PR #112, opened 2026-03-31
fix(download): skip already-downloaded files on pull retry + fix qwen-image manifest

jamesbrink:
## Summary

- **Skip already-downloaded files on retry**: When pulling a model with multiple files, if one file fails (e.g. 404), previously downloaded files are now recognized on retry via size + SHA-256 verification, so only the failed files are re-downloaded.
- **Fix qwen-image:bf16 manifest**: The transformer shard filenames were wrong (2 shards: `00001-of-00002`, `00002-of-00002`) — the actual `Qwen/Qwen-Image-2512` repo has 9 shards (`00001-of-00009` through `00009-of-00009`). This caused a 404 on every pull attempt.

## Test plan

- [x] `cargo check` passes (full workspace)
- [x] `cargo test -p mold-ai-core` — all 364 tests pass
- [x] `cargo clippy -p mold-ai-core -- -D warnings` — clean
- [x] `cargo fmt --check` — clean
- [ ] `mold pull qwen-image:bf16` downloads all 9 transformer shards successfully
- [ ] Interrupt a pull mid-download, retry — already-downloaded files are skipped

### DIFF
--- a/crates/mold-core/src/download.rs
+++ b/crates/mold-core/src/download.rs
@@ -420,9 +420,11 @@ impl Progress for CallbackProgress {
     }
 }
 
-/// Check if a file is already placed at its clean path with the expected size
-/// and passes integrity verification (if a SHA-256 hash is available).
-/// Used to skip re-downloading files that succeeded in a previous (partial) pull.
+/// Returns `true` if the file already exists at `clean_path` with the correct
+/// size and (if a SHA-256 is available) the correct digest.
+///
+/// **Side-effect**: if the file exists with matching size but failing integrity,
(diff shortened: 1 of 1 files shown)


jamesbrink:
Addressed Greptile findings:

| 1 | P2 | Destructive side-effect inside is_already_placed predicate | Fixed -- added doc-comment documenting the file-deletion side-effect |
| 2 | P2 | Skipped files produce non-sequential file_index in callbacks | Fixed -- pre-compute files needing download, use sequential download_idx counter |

--------

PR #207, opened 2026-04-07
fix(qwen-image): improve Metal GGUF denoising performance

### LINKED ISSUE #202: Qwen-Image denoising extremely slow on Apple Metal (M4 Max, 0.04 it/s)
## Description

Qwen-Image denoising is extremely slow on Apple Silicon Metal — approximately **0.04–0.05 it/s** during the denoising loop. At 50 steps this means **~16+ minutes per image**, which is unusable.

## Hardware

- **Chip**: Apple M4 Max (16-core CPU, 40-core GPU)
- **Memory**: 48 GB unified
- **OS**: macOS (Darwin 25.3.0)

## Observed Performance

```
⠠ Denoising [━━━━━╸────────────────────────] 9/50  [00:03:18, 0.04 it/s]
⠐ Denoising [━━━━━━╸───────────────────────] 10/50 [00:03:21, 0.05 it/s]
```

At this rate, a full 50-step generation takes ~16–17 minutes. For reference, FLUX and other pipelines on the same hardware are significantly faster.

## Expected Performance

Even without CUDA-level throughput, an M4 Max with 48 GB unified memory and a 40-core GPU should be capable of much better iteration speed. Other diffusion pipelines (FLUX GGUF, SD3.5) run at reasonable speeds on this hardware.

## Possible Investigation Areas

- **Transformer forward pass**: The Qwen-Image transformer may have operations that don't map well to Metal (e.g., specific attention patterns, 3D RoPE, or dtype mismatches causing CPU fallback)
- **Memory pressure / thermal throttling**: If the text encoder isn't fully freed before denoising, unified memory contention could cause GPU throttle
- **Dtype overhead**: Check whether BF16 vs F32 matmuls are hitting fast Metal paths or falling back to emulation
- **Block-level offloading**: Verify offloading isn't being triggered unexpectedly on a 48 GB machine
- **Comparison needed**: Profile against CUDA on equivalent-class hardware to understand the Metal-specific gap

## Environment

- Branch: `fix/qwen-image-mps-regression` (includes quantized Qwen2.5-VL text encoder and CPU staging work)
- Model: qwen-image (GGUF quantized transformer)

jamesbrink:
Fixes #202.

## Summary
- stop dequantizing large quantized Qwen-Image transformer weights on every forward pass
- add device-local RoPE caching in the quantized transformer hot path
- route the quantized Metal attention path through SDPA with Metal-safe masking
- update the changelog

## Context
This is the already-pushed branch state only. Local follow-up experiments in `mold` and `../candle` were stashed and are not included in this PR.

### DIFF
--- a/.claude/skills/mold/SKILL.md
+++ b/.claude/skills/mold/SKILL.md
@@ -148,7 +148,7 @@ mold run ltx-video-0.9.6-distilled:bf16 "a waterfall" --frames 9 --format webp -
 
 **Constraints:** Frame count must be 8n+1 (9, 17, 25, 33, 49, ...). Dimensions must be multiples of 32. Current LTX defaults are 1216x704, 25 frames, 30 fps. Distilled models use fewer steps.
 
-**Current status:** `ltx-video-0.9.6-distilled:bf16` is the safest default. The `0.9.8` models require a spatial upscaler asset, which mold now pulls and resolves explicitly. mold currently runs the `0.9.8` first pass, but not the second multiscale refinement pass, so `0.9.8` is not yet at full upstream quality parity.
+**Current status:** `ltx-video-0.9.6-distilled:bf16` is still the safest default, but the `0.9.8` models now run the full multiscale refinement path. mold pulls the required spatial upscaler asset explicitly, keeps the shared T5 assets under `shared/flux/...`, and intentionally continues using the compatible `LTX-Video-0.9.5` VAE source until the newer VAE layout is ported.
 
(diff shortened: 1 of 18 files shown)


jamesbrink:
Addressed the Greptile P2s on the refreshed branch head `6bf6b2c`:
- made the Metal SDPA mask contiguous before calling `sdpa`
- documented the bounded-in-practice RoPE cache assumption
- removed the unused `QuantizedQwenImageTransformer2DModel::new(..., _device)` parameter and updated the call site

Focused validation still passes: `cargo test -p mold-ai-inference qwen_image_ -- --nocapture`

--------

**Task to carry out**
Out of the data above, give again only the lines starting at the one holding "use fewer steps." and ending at the one holding "- removed the", unchanged.

**Expected answer**
 **Constraints:** Frame count must be 8n+1 (9, 17, 25, 33, 49, ...). Dimensions must be multiples of 32. Current LTX defaults are 1216x704, 25 frames, 30 fps. Distilled models use fewer steps.
 
-**Current status:** `ltx-video-0.9.6-distilled:bf16` is the safest default. The `0.9.8` models require a spatial upscaler asset, which mold now pulls and resolves explicitly. mold currently runs the `0.9.8` first pass, but not the second multiscale refinement pass, so `0.9.8` is not yet at full upstream quality parity.
+**Current status:** `ltx-video-0.9.6-distilled:bf16` is still the safest default, but the `0.9.8` models now run the full multiscale refinement path. mold pulls the required spatial upscaler asset explicitly, keeps the shared T5 assets under `shared/flux/...`, and intentionally continues using the compatible `LTX-Video-0.9.5` VAE source until the newer VAE layout is ported.
 
(diff shortened: 1 of 18 files shown)


jamesbrink:
Addressed the Greptile P2s on the refreshed branch head `6bf6b2c`:
- made the Metal SDPA mask contiguous before calling `sdpa`
- documented the bounded-in-practice RoPE cache assumption
- removed the unused `QuantizedQwenImageTransformer2DModel::new(..., _device)` parameter and updated the call site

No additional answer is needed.